Saturday, December 22, 2018

JOSEPH IS BORN AGAIN


“JOSEPH IS BORN AGAIN”

            This Christmas season is about birth and renewal of life, having gathered around the date of December 25 (in the West) partially because that date was the time of celebrating the beginning of the return of the sun after the winter solstice.  In the Christmas story, a young woman named Mary places herself in great danger by agreeing to become pregnant before marriage by someone other than her fiancé.   Her courageous decision likely would have been nullified, if not for the re-birth of her betrothed Joseph.  As I wrote a couple of months ago in relation to the Kavanaugh hearings and toxic masculinity, Joseph swims in those waters as part of the patriarchal system.

            We can imagine his reaction to the news from Mary that she was pregnant by someone else – and that “someone else” was not human but was God.  “Well, that’s a new one,” is Joseph’s likely reply.  Yet he already indicates that he is not totally immersed in patriarchy, because as Matthew’s Gospel tells us, he is not insisting on taking her before the elders to have her stoned to death.  He will break off the engagement quietly and send her back to her father’s house – who knows what will happen next – the streets for Mary?  Though he is not as toxic as other males might be, he still has male supremacy at his core.  Instead of the direct death penalty, he will give Mary the “slow” death penalty – rejection, isolation, disgrace, poverty, selling her body for economic survival, life on the streets.

            Matthew’s gospel tells us of a new birth for Joseph, however.   In Matthew’s genealogy that begins the Gospel, we see feisty and boundary-breaking women listed in the genealogy of Jesus.  It’s stunning that Matthew lists women at all in the genealogy – it is perhaps more stunning that he does not list the accepted matriarchs like Sarah and Rebecca and Rachel and Leah.  Rather he lists outliers like Tamar, who uses her skills to navigate the oppressive patriarchy (Genesis 38), and Rahab, the enterprising Gentile businesswoman surviving in the outpost of Jericho (Joshua 2).  He also lists another foreign immigrant, Ruth, who becomes the great-grandmother of the beloved king David – almost as if the author of Ruth is speaking to President Trump from many generations ago.
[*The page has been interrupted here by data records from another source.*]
PR #4189, opened 2024-10-05
[PageContainer] Avoid React invalid props warning

Janpot:
Avoid spreading these props to the root element

Closes https://github.com/mui/toolpad/issues/4184


packages/toolpad-core/src/PageContainer/PageContainer.test.tsx
```diff
@@ -112,4 +112,44 @@ describe('PageContainer', () => {
...
+    );
+
+    const breadcrumbs = screen.getByRole('navigation', { name: 'breadcrumb' });
+
+    const helloLink = within(breadcrumbs).getByRole('link', { name: 'Hello' });
+    expect(helloLink.getAttribute('href')).toBe('/hello');
+    expect(within(breadcrumbs).getByText('World')).toBeTruthy();
+  });
+
+  // TODO: Remove in the next major version
```
bharatkashyap, line 133: Should we remove it in the next minor itself and not wait for a major? Perhaps breaking changes are okay to be made in a minor while the project is in beta

bharatkashyap (approved):

packages/toolpad-core/src/PageContainer/PageContainer.test.tsx
Janpot: sure, but it's not even in the current minor yet

apedroferreira (approved):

            Matthew’s Gospel tells us that Joseph is born again, into this circle of equity and justice rather than patriarchy.  In a vision from God, he hears that he is to adopt this baby-to-be as his own and is to affirm Mary and the baby.  He also is to give them his protection of being male in a patriarchy.  He is asked to step out of the center of patriarchal life and move to the margins with his pregnant-out-of-wedlock fiancé and with the baby who is to be born.  Joseph agrees – he is born again, and it rocks his life.  Luke’s Gospel tells us that the Roman government forces him and his family to make the long and dangerous trip to Bethlehem.   There his baby will be born on the streets, on the margins of life.   Matthew tells us that the predecessor of Donald Trump - King Herod as he is known – sends soldiers to Bethlehem to kill the baby, but Joseph has already taken his family and fled to Egypt.   Never mind, says King Herod – kill all the boys of Bethlehem – no one defies him!  We can only wonder where we all would be if Egypt had made the Holy Family wait at the border of Israel, while seeking asylum.

            In this scary time in our land, let us recall that Joseph was born again, through a new vision from God.  We don’t know how many visions God had sent Joseph prior to this, but at least one got through to Joseph.  In response, he re-oriented himself and softened his heart from the meanness and oppression of the patriarchy in which he lived.  In this Christmas season, let us pray that God will continue to send us visions, and that we will receive them and find new birth ourselves.  May you and your loved ones know the love and justice that is inherent in this Christmas story.  Here’s another poem from Howard Thurman to describe what that new birth looks like.

“The Sacrament of Christmas”

I make an act of faith toward all {humanity},
            Where doubts would linger and suspicions brood.
I make an act of joy toward all sad hearts,
            Where laughter pales and tears abound.
I make an act of strength toward feeble things,
            Where life grows dim and death draws near.
I make an act of trust toward all of life,
            Where fears preside and distrusts keep watch.
I make an act of love toward friend and foe,
            Where trust is weak and hate burns bright.
I make a deed to God of all my days-----
            And look out on life with quiet eyes.